Stored data entries
Content starts
PR #7260, opened 2023-02-02
ActivityStatusValue appears to be changed/updated

treyperrone:
   
Change(s):
   - Update search from `Succeeded` list with both `Succeeded` and `Success`. 
   - This proposed solution matches on both values and is case-insensitive.

 Reason for Change(s):
   - Having issues testing this rule in an environment; found that the `ActivityStatusValue` from table AzureActivity regarding workspaces/computes/delete appears to be formatted as `Success` instead of `Succeeded`
   - screenshot example:
   Screenshot 2023-02-02 at 2 57 42 PM

Version Updated:
   - Yes

Testing Completed:
   - Yes

### DIFF
--- a/Detections/SecurityAlert/Suspicious_WorkSpaceDeletion_Attempt.yaml
+++ b/Detections/SecurityAlert/Suspicious_WorkSpaceDeletion_Attempt.yaml
@@ -51,7 +51,7 @@ query: |
     (
     AzureActivity
     | where OperationNameValue hassuffix ("/workspaces/computes/delete")
-    | where ActivityStatusValue =~ "Succeeded"
+    | where ActivityStatusValue has_any ("Succeeded", "Success")
     | project TimeGenerated, _ResourceId, SubscriptionId, UserAccount=Caller, IpAddress=CallerIpAddress, CorrelationId, OperationId, ResourceGroup, TenantId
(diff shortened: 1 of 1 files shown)


v-mchatla:
Hi @devikamehra,
Can you please review and share your feedback.
Thanks

treyperrone:
Does MS have a published list of the tables? Reason I ask is that in this specific example I was testing I was deleting ML Machine Learning compute and noticed it did not trigger the alert.

Deleting other Azure services that write the appended value `workspaces/computes/delete` would also have the success/succeeded messages. I think maybe Azure Virtual Desktops also uses "workspaces" and should trigger for example.

Is there an easy way in docs to know which Azure services I should be testing against?

v-vdixit:
Hi @treyperrone we will provide you an update on this ASAP. Thanks!

v-vdixit:
Hi @treyperrone We are working on this, will update you shortly, Thanks!

treyperrone:
@v-vdixit  no worries. Also, i realize my prior screenshot wasnt completely clear. Here's a better version I just generated:
Screenshot 2023-02-15 at 11 07 37 AM

aprakash13 (approved):
Thanks for the PR and the suggested changes.

PR #8759, opened 2023-08-10
Make Parser FunctionParams as optional

v-amolpatil:
   
   Change(s):
   - When FunctionParams attribute is not present in yaml based parser then package creation tool fails with an error. So we have make this functionparams check optional i.e if not specified then we dont calculate it and keep it as blank.

   Reason for Change(s):
   - Make FunctionParams as optional check

   Version Updated:
   - NA

   Testing Completed:
   - Yes, did testing by deploying the create ui using custom deploy. Also verified if maintemplate is getting deployed successfully using custom deploy

   - Yes


mkchiliveri (approved):
Looks good

v-atulyadav (approved):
Content ends
→ **Problem statement**:
Repeat each of the entries above precisely as given.

→ **The answer**:
PR #7260, opened 2023-02-02
ActivityStatusValue appears to be changed/updated

treyperrone:
   
Change(s):
   - Update search from `Succeeded` list with both `Succeeded` and `Success`. 
   - This proposed solution matches on both values and is case-insensitive.

 Reason for Change(s):
   - Having issues testing this rule in an environment; found that the `ActivityStatusValue` from table AzureActivity regarding workspaces/computes/delete appears to be formatted as `Success` instead of `Succeeded`
   - screenshot example:
   Screenshot 2023-02-02 at 2 57 42 PM

Version Updated:
   - Yes

Testing Completed:
   - Yes

### DIFF
--- a/Detections/SecurityAlert/Suspicious_WorkSpaceDeletion_Attempt.yaml
+++ b/Detections/SecurityAlert/Suspicious_WorkSpaceDeletion_Attempt.yaml
@@ -51,7 +51,7 @@ query: |
     (
     AzureActivity
     | where OperationNameValue hassuffix ("/workspaces/computes/delete")
-    | where ActivityStatusValue =~ "Succeeded"
+    | where ActivityStatusValue has_any ("Succeeded", "Success")
     | project TimeGenerated, _ResourceId, SubscriptionId, UserAccount=Caller, IpAddress=CallerIpAddress, CorrelationId, OperationId, ResourceGroup, TenantId
(diff shortened: 1 of 1 files shown)


v-mchatla:
Hi @devikamehra,
Can you please review and share your feedback.
Thanks

treyperrone:
Does MS have a published list of the tables? Reason I ask is that in this specific example I was testing I was deleting ML Machine Learning compute and noticed it did not trigger the alert.

Deleting other Azure services that write the appended value `workspaces/computes/delete` would also have the success/succeeded messages. I think maybe Azure Virtual Desktops also uses "workspaces" and should trigger for example.

Is there an easy way in docs to know which Azure services I should be testing against?

v-vdixit:
Hi @treyperrone we will provide you an update on this ASAP. Thanks!

v-vdixit:
Hi @treyperrone We are working on this, will update you shortly, Thanks!

treyperrone:
@v-vdixit  no worries. Also, i realize my prior screenshot wasnt completely clear. Here's a better version I just generated:
Screenshot 2023-02-15 at 11 07 37 AM

aprakash13 (approved):
Thanks for the PR and the suggested changes.

PR #8759, opened 2023-08-10
Make Parser FunctionParams as optional

v-amolpatil:
   
   Change(s):
   - When FunctionParams attribute is not present in yaml based parser then package creation tool fails with an error. So we have make this functionparams check optional i.e if not specified then we dont calculate it and keep it as blank.

   Reason for Change(s):
   - Make FunctionParams as optional check

   Version Updated:
   - NA

   Testing Completed:
   - Yes, did testing by deploying the create ui using custom deploy. Also verified if maintemplate is getting deployed successfully using custom deploy

   - Yes


mkchiliveri (approved):
Looks good

v-atulyadav (approved):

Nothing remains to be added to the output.